Q: Your report stated that ‘in the last 18 months, over 100,000 mortgage employees and loan officers have left their jobs due to either choice or company layoffs.’ Where did these 100,000-plus go? And do you believe that the mortgage industry will ever return to its former size?

King: The research did not provide information on where these employees went. It is likely that some have left the industry, others moved to various financial services providers, and the remaining employees are still looking for work.

We believe that while the mortgage industry will eventually rebound somewhat, it will not return to its former size in the near term. The primary drivers are that the non-traditional and non-agency paper will be scrutinized more heavily, and investors will require more due diligence and documentation on these types of loans.

Q: In view of the current environment, what are the main risk management and risk mitigation issues facing the industry?

King: While most lenders have made adjustments to the quality and risk profile of new loan production, many are ‘stuck’ with the quality of loans already on the books. There is an intense focus at most lenders with adequately managing delinquency and losses.

We see many clients reviewing their processes, people, policies and technology to make sure they are getting the most out of their collection, recovery and foreclosure areas. These lenders are trying to be more efficient, versus just adding more incremental staff.

We have also seen lenders using more predictive analytics and behavioral scoring with custom treatments to drive optimal performance.

Q: Your report mentions that ‘creditworthiness of residential mortgages and subsequent pools will need to be matched against the appetite for risk of any potential secondary investor.’ In view of what transpired, what needs to be done to insure that ‘any potential secondary investor’ would even consider a mortgage-backed security, let alone buy one?

King: Future pools will likely have new conditions regarding credit quality, loan and pool buy-back provisions, performance over time, and pricing that is comparable to the level of risk.

We think that each party involved with the mortgage-backed security process will see a new level of requirements and process to help reduce the level of risk.

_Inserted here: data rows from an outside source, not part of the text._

PR #6200, opened 2024-07-04
Fix stall status bug

### LINKED ISSUE #6199: Stalled paused workflows incorrectly have running status
### Description

Stall a workflow. Whilst stalled the top level pause button will be unavailable.

image

You can still pause the workflow
  * Via the burger bar drop-down
  * In Tui 🐦‍
  * On the CLI

Which suggests that it's a GUI issue.

MetRonnie:
Closes #6199. A stalled paused workflow would incorrectly have a status of running instead of paused.

**Check List**

- [x] No dependency changes 
- [x] Tests are included 
- [x] No docs entry needed.

### DIFF
--- a/cylc/flow/wallclock.py
+++ b/cylc/flow/wallclock.py
@@ -16,7 +16,7 @@
 """Wall clock related utilities."""
 
 from calendar import timegm
-from datetime import datetime, timedelta
+from datetime import datetime, timedelta, timezone
 
 from metomi.isodatetime.timezone import (
     get_local_time_zone_format, get_local_time_zone, TimeZoneFormatMode)
@@ -209,7 +209,7 @@ def get_time_string_from_unix_time(unix_time, display_sub_seconds=False,
     to use as the time zone designator.
 
     """
-    date_time = datetime.utcfromtimestamp(unix_time)
+    date_time = datetime.fromtimestamp(unix_time, timezone.utc)
     return get_time_string(date_time,
                            display_sub_seconds=display_sub_seconds,
                            use_basic_format=use_basic_format,
--- a/cylc/flow/workflow_status.py
+++ b/cylc/flow/workflow_status.py
@@ -16,7 +16,7 @@
 """Workflow status constants."""
 
 from enum import Enum
-from typing import Tuple, TYPE_CHECKING
+from typing import TYPE_CHECKING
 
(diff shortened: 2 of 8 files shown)


cylc/flow/workflow_status.py
```diff
@@ -143,62 +143,41 @@ class AutoRestartMode(Enum):
...
-        # fallback - running indefinitely
-        status_msg = 'running'
-
-    return (status.value, status_msg)
+        return f'stopping: {schd.stop_mode.explain()}'
+    if schd.reload_pending:
+        return f'reloading: {schd.reload_pending}'
+    if schd.is_stalled:
+        if schd.is_paused:
+            return 'stalled (paused)'
```
hjoliver, line 163:
```suggestion
            return 'stalled and paused'
```
Just wondering if `stalled (paused)` could be misinterpreted as "stalled, i.e. paused" (which of course is wrong).

cylc/flow/workflow_status.py
```diff
@@ -143,62 +143,41 @@ class AutoRestartMode(Enum):
...
+        return 'stalled'
+    if schd.is_paused:
+        return 'paused'
+    if schd.pool.hold_point:
+        return WORKFLOW_STATUS_RUNNING_TO_HOLD % schd.pool.hold_point
+    if schd.pool.stop_point:
+        return WORKFLOW_STATUS_RUNNING_TO_STOP % schd.pool.stop_point
```
hjoliver, line 170: The order of these should probably depend on which point comes first (if we can have both at once - I don't recall)

hjoliver (approved):
Looks good, a couple of minor suggestions.

cylc/flow/wallclock.py
```diff
@@ -209,7 +209,7 @@ def get_time_string_from_unix_time(unix_time, display_sub_seconds=False,
     to use as the time zone designator.
 
     """
-    date_time = datetime.utcfromtimestamp(unix_time)
+    date_time = datetime.fromtimestamp(unix_time, timezone.utc)
```
oliver-sanders, line 212: For future reference, please raise changes like this against master, not a bugfix release.

oliver-sanders (approved):

hjoliver (approved):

Liquidity will return in time, with some new parameters.

Q: How do you see the current crisis progressing? And where/when/how will things return to normal?

King: We believe many challenges remain and do not have a target date for when things will ‘return to normal’ for the industry. We do think it will differ by lender, depending on the type of loans held (i.e., subprime, Alt-A, agency, geography, high-LTV, etc.).

We also think that those who survive this current ‘storm’ will be well positioned to grow significant market share during the rebound.